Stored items
........

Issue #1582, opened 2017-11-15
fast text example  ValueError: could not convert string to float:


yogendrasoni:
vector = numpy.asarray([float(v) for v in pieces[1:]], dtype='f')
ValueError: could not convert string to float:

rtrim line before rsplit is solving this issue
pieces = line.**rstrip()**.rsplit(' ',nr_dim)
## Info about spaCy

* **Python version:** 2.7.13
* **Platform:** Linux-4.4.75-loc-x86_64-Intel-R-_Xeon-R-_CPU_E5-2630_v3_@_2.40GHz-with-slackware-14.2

........

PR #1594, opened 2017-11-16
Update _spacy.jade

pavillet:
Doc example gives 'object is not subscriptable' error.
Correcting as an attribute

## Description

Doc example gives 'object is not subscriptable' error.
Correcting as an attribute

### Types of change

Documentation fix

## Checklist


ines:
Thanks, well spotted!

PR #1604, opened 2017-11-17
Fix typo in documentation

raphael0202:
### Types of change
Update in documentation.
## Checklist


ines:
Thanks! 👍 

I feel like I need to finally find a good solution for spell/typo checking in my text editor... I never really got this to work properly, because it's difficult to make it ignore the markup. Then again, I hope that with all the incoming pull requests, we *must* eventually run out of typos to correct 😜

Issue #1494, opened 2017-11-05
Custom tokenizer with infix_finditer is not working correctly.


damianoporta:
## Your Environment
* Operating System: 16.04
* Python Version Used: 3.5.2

........

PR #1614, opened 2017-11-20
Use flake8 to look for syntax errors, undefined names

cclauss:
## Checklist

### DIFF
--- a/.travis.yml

........

_EXERCISE_
Copy out each line of the data above, exactly, if it lies between the line holding "Thanks, well spotted!" and the line holding "Version Used: 3.5.2", inclusive; copy no other line.

_RESULT OF THIS TASK_
Thanks, well spotted!

PR #1604, opened 2017-11-17
Fix typo in documentation

raphael0202:
### Types of change
Update in documentation.
## Checklist


ines:
Thanks! 👍 

I feel like I need to finally find a good solution for spell/typo checking in my text editor... I never really got this to work properly, because it's difficult to make it ignore the markup. Then again, I hope that with all the incoming pull requests, we *must* eventually run out of typos to correct 😜

Issue #1494, opened 2017-11-05
Custom tokenizer with infix_finditer is not working correctly.


damianoporta:
## Your Environment
* Operating System: 16.04
* Python Version Used: 3.5.2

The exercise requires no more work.